You may not be aware of this, but the MLB Draft is widely considered to be a crapshoot. I know, that’s shocking to hear. You’d think drafting amateur players and predicting which ones would become superstars would be fool proof, but it’s not. Sometimes, draft picks just don’t work out.
And while it’s easy for a rational person to understand that most of your favorite team’s draft picks probably won’t work out, baseball has a tendency to make us anything but rational. Draft picks are always going to work out, especially first round picks. It just has to be that way.
So when a pick flames out in the minors, it always stings a little before the reality of what the draft is starts to sink in. You frown, you nod, and you go back to watching baseball, hopeful that the next draft pick will be different. But when it’s a number one overall pick that doesn’t work out, that’s something else entirely. That usually means your horrible team is going to keep being horrible. Whiffing on a first round pick is never good, but it’s expected. Whiffing on the first overall pick can be franchise-crippling.
With that in mind, let’s take a look at the five worst number one overall picks of the last twenty years:
Matt Anderson, 1997: The 1996 Detroit Tigers went 53-109, the worst record in their history at the time, and earned the top pick in the ’97 draft. They took the flame-throwing Anderson, a pitcher who’d set records at Rice University and who was probably at the top of a lot of team’s draft boards. Unfortunately for the Tigers, they whiffed on adding a potential franchise player to their downtrodden system. Anderson and his 101 mph heater never panned out. The Tigers tried to make him their closer of the future, which is crazy when you think about it – a team that just lost 109 games shouldn’t take a relief pitcher with the first overall pick. But Anderson never flourished in that role, becoming nothing more than a setup man for most of his career before injuries derailed him. It hurts even more when you realize who the Tigers passed on in the first round: J.D. Drew, Troy Glaus, Vernon Wells, Michael Cuddyer, and Lance Berkman, just to name a few. Thanks in large part to draft mistakes like Anderson, the Tigers wouldn’t have a winning record again until 2006.
Bryan Bullington, 2002: When teams value signability above all else, you end up with picks like Bullington. As the story goes, the Pirates thought they had a better chance of signing Bullington rather than some of the other top prospects in the draft and made the pitcher from Ball State their top selection. It worked out about as well as could be expected: Bullington appeared in a grand total of six games for the Pirates in his career (26 games overall) before heading to Japan where he’s found moderate success. The Pirates passed on players like Zack Greinke, Prince Fielder, Scott Kazmir, and Cole Hamels with their pick; but hey, they saved themselves a few bucks. It’s a wonder how they went 21 years between winning seasons.
Matt Bush, 2004: Signability rears its ugly head yet again. The Padres preferred Jered Weaver and Stephen Drew, but since both of them would’ve required large bonuses to sign the team went with local boy Bush. He was a disaster from the start: he was suspended before even playing a pro game due to a bar fight, and when he was reinstated he couldn’t hit.
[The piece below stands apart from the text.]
PR #6992, opened 2020-05-20
Removed unnecessary upstream.cancel() call for casually finished upstream sequences.

### LINKED ISSUE #6989: 3.x: unnecessary call to upstream .cancel() in FlowablePublishMulticast operator
I think I should add it as a separate issue.

In a casual completion chain from the upstream, when it is calling `onComplete`/`onError`, `FlowablePublishMulticast` calls `SubscriptionHelper.cancel(upstream);` in the `dispose()` method (line 196).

The Padres converted him to a pitcher in 2007 and he promptly tore an elbow ligament and needed Tommy John surgery. After bouncing around the minors for a few years, Bush was arrested in 2012 after striking a 72-year-old man with a car and then running over his head as he fled the scene. He’s currently serving time in a Florida prison with a relase date slated for later this year. He never played an inning in the majors and is arguably the biggest draft bust of all time; not exactly a banner pick for the Padres, that one.
Luke Hochevar, 2006: Hochevar turned out to be a perfectly acceptable relief pitcher before Tommy John surgery last year, which is a nice thing for a team to have. Except, of course, when the team in question takes the pitcher first overall with the expectation that he’d become the staff ace. He never was able to put it together as a starter for the Royals, looking more like someone who’d round out the back end of a rotation rather than lead one. And while Hochevar isn’t close to being the worst number one pick of all time, it looks worse because of the players the Royals passed over: Evan Longoria, Max Scherzer, Tim Lincecum, and Clayton Kershaw, specifically. The 2014 World Series might’ve turned out differently if the Royals had Kershaw starting two of those games.
Tim Beckham, 2008: It has to hurt a little more when a team passes over a guy playing amateur ball right in their own backyard and that player ends up becoming a superstar. The Rays know the feeling all too well, passing on Florida State catcher Buster Posey and instead taking Beckham, the consensus best high school player in the draft in ’08. While Posey has gone on to win Rookie of the Year, NL MVP, and three World Series rings, Beckham has battled through a drug suspension and a torn ACL to finally make the majors this year as a utility player. He didn’t hit in the minors and he hasn’t been particularly impressive in Tampa Bay this year, either; unless he’s a late bloomer, light-hitting utility infielder is probably his career ceiling. Not what you want out of the first overall pick, especially considering the players the Rays didn’t take.